Yetiştirilmiş et, yetiştirilmiş yağ desteği ile artık gerçek et tadına sahip olabilir…

Araştırmacılar, ayarlanabilir oranda yağ molekülüne haiz işlenmiş yağ dokularının toplu üretimini başardıklarını ve potansiyel olarak laboratuvarda yetiştirilen etin sonunda gerçek et tadını yakalayabileceğini söylüyorlar. Laboratuvarda yetiştirilen yağ, naturel yağ ile benzer moleküler yapıya haiz ve büyük ölçekte üretilebilir olduğundan dolayı, şimdilerde laboratuvarda yetiştirilen et üretimi ile benzer işlemlerde kullanılma potansiyeline haiz olabilir.
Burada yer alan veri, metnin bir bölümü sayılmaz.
PR #816, opened 2023-10-07
fix(oas): slightly refactoring how our utilities are exported

erunion:
## 🧰 Changes

Doing `export default { .. }` and then loading a specific utility as `import { ... } from 'oas/utils'` gets weird with `tsup`, and it thinks that our utilities don't exist there, so I'm refactoring `oas/utils` to no longer have a default export.


kanadgupta (approved):
probably a breaking change yeah?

Bilim adamları, laboratuvarda yetiştirilen et üretiminde son derece başarı göstermiş oldular ve yeni firmalar, hayvandan türetilen seçeneklerle rekabet etmeyi umarak seri üretime çoktan başladı. Sadece, adale dokusu iyi bir halde üretilebilse de, leziz bir et elde yapmak eylemek için ihtiyaç duyulan yağ halen üretilmiyor. Etin lezzetinin büyük bir kısmı yağından gelmektedir ve Wagyu bifteği şeklinde pahalı et türlerinin en mühim özellikleri, haiz olduğu eleştiri yağ miktarıdır.
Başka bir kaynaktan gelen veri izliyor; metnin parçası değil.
PR #819, opened 2023-10-09
fix(oas-extensions): moving `oas` from being a peer to a hard dep

erunion:
## 🧰 Changes

Something I didn't know is that with Lerna if you use the `file:../<dirname>` syntax for loading dependencies in a monorepo, but do that for a peer dependency, Lerna and NPM won't change that `file:` reference when publishing a release. This was causing issues within `oas-extensions` where because `oas` was listed as a peer dependency when I loaded in the latest release of `oas-extensions` it was trying to load `oas` from the same `file:` path in another repository of mine. 

Yikes!

### DIFF
--- a/packages/oas-extensions/package.json
+++ b/packages/oas-extensions/package.json
@@ -39,7 +39,7 @@
     "prepack": "npm run build",
     "test": "vitest run --coverage"
   },
-  "peerDependencies": {
+  "dependencies": {
     "oas": "file:../oas"
   },
   "devDependencies": {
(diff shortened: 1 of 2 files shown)


packages/oas-extensions/package.json
```diff
@@ -39,7 +39,7 @@
     "prepack": "npm run build",
     "test": "vitest run --coverage"
   },
-  "peerDependencies": {
```
erunion, line 42: This was originally a peer dep in https://github.com/readmeio/oas-extensions to save me the hassle of bumping it whenever I published a major release of `oas` but because they're all in the same repository now it makes sense to just have this listed as a regular dependency.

Bilim adamları bir süredir laboratuvarda yağ dokusu üretebiliyorlardı, sadece bunu büyük ölçekte yeniden yapmak eylemek, yetiştirilmiş et pazarına girmesinin önündeki en büyük engeldi. İnsanlarda ve hayvanlarda yağ dokusu geliştiğinde, bu dokuya oksijen ve gıda elde eden geniş bir damar ağı da gelişim gösterir. Bu ağın bir laboratuvarda kopyalanması basit olmadığından dolayı, içeride kalan hücrelerin ölmesinden kaçınmak için yalnız birkaç milimetre genişliğinde yağ dokusu üretilebiliyor.
Bu yüzden Massachusetts’teki araştırmacılar, tek bir büyük yağ hacmi yetiştirmek ve mesele yaşamayacaklarını ummak yerine, çalışmalarına yağ hücrelerini iki boyutlu bir katmanda yetiştirmekle başladılar ve hemen sonra yenilebilir ve halihazırda gıdalarda yaygın olarak kullanılan bir bağlayıcı kullanarak onları daha büyük üç boyutlu kütleler halinde bir araya getirdiler. Bir araya getirilen kütle, hayvan etinde görülen yağ türüne benziyordu.
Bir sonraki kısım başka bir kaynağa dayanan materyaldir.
PR #820, opened 2023-10-10
fix(oas): use of `typesVersions` for full support of `exports` in TypeScript

stijnvanhulle:
## 🧰 Changes

When using TypeScript with version `23.x.x` it will complain it can not find the subpackages(see `exports` in package.json). So to make it work `typesVersions` needs to be added and then the typecheck will be fine.

https://arethetypeswrong.github.io/?p=oas%4023.0.0

https://nodejs.org/api/packages.html#subpath-imports

> "default" - the generic fallback that always matches. Can be a CommonJS or ES module file. This condition should always come last.

### DIFF
--- a/packages/oas/package.json
+++ b/packages/oas/package.json
@@ -8,38 +8,42 @@
   "type": "module",
   "exports": {
     ".": {
-      "require": "./dist/index.cjs",
-      "import": "./dist/index.js"
+      "import": "./dist/index.js",
+      "module": "./dist/index.js",
+      "default": "./dist/index.cjs"
     },
     "./analyzer": {
-      "require": "./dist/analyzer/index.cjs",
-      "import": "./dist/analyzer/index.js"
+      "import": "./dist/analyzer/index.js",
+      "module": "./dist/analyzer/index.js",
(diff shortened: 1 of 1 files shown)


packages/oas/package.json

Tufts Üniversitesi Hücresel Mimari Merkezi (TUCCA), Massachusetts’te yüksek lisans talebesi olan başyazar John Yuen Jr yapmış olduğu bir açıklamada “Gayemiz, toplu yağ yaratmak için nispeten kolay bir metot geliştirmekti. Yağ dokusu ağırlıklı olarak öteki birkaç yapısal bileşene haiz hücreler olduğundan, büyümeden sonrasında hücrelerin bir araya getirilmesinin naturel hayvansal yağın tat, beslenme ve doku profilini tekrardan oluşturmak için kafi olacağını düşündük” diyor ve devam ediyor: “Bu, yağı toplu olarak bir araya getirdiğimizde hücreleri diri tutmaya gerek olmadığı için yalnızca dokuyu besin amacıyla oluştururken işe yarar.”
Meydana getirilen deneyler, yeni yağ dokusunun naturel yağ ile benzemekte oranda basınca dayandığını (aynı zamanda benzemekte bir yumuşaklığa haiz bulunduğunu) ve bunun istenilen dokuya haiz olacak biçimde düzenlenebileceğini ortaya koydu. Laboratuvarda yetiştirilen sıçan yağının hücresel bileşimi, naturel sıçan yağına nazaran birazcık daha farklıydı, sadece yetiştirilen domuz yağı gerçeğine oldukça daha yakındı ve araştırmacılar, yetiştirilen yağları lipitlerle destekleyerek oldukça daha benzemekte hale getirebileceklerine inanıyorlar. En gerekli olarak, bu yağın gerçek yağ şeklinde tatlandırılabileceğine ve gerçek yağ hissine haiz olabileceğine inanılıyor.
Araştırmacılar, bundan böyle iklime ziyan veren ve etik açıdan sorgulanabilir toplu et pazarından uzaklaşma arayışında, yetiştirilen eti daha uygulanabilir hale ulaştırmak için tekniğin daha büyük bir ölçekte uygulanabileceğini umuyorlar.
Araştırma, Cell Biology Stem Cells and Regenative Medicine dergisinde gösterildi.